Approximation algorithm:
- any algorithm that gives a feasible answer
- eg, each item in own bin.
- of course, want good algorithm. How measure?
Absolute Approximations
Definition: $k$-abs approx if on any $I$, have $|A(I)-OPT(I)| \le k$
Example: planar graph coloring.
- NP-complete to decide if 3 colorable
- know 4-colorable
- easy to 5-color
- Ditto for edge coloring: Vizing's theorem says opt is $\Delta$ or (constructive) $\Delta+1$
Often, can show impossible by “scaling” the problem.
-
EG knapsack.
- define profits $p_i$, sizes $s_i$, sack $B$
- wlog, integers.
- suppose have $k$-absolute
- multiply all $p_i$ by $k+1$, solve, scale down.
-
EG independent set (clique)
- $k+1$ copies of $G$
Relative Approximation
Definitions:
- An $\alpha$-optimum solution has value at most $\alpha$ times optimum for minimization, at least $1/\alpha$ times optimum for maximization.
- an algorithm has approximation ratio $\alpha$ if on any input, it outputs an $\alpha$-approximate feasible solution.
- called an $\alpha$-approximation algorithm
How do we prove algorithms have relative approximations?
- Can't describe opt, so can't compare to it
- instead, comparison to computable lower bounds.
Greedy Algorithms
Do obvious thing at each step.
- Hard part is proving it works.
- Usually, by attention to right upper/lower bound.
Max cut
- Upper bound trivial
- Max-cut greedy.
Set cover
- $n$ items
- $\OPT=k$
- At each step, can still cover remainder with $k$ sets
- So can cover $1/k$ of remainder
Vertex cover:
- define problem
- suppose repeatedly pick any uncovered edge and cover: $O(log n)$ from set cover
- suppose pick uncovered edge and cover both sides: 2-approx
- sometime, need to be extra greedy
- Explicit attention to where lower bound is coming from---lower bound informs algorithm.
Graham's rule for $P||C_{\max}$ is a $2-\frac1m$ approximation algorithm
- explain problem: $m$ machines, $n$ jobs with proc times $p_j$, min proc time.
- can also think of minimizing max load of continuously running jobs
- use a greedy algorithm to solve
- proof by comparison to lower bounds
- first lower bound: average load: $\OPT \ge \frac1m\sum p_j$
- second lower bound: $\OPT \ge \max p_j$
- consider max-load machine
- load before adding was less than average load, so less than OPT
- then add one job, length less than OPT
- so final weight is at most 2OPT
- Tighter: suppose added last-finishing/tight $p_j$ to machine with load $L$
- Then average load is at least $L+p_j/m \le \OPT$
- We achieve $$ \begin{align*} L+p_j &= (L+p_j/m) + p_j(1-1/m)\\ &\le \OPT+(1-1/m)\OPT\\ &=(2-1/m)\OPT \end{align*} $$
- this algorithm is online, competitive ratio $2-\frac1m$
- we have no idea of optimum schedule; just used lower bounds.

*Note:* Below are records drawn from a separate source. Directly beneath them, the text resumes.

PR #3051, opened 2020-11-10
Backports: Read-only mount fixes for 1.11

amshinde:
3f0e61c runtime: mount shared mountpoint readonly
228e6eb runtime: readonly mounts should be readonly bindmount on the host


fidencio (approved):
lgtm, thanks!

chavafg (approved):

- we used a greedy strategy
- tight bound: consider $m(m-1)$ size-1 jobs, one size-$m$ job
- where was problem? Last job might be big
- LPT achieves 4/3, but not online
Scheduling Theory
General notation: machines $\mid$ constraints/features $\mid$ objective
- $m$ machines $i$ (and $n$ jobs $j$)
- $1$: $1$ machine
- $P$: $m$ identical machines
- $Q$: $m$ machines of different speeds, but all related
- $R$: $m$ unrelated machines, may have completely different runtimes on same jobs
- $F$: Flow shop (job is specific sequence of tasks on many machines)
- $O$: Open shop (job is specific set of tasks on many machines)
- Objectives
- $\sum C_j$ average (total) completion time
- $\max C_j$ time to complete whole set
- $\sum U_j$ number of “late” jobs (post deadline)
- Constraints
- $p_j=1$ unit time tasks
- $r_j$ release dates before which jobs cannot run
- $d_j$ deadlines to complete
- pmtn jobs can be preempted/interrupted
- prec precedence constraints on jobs
Approximation Schemes
So far, we've seen various constant-factor approximations.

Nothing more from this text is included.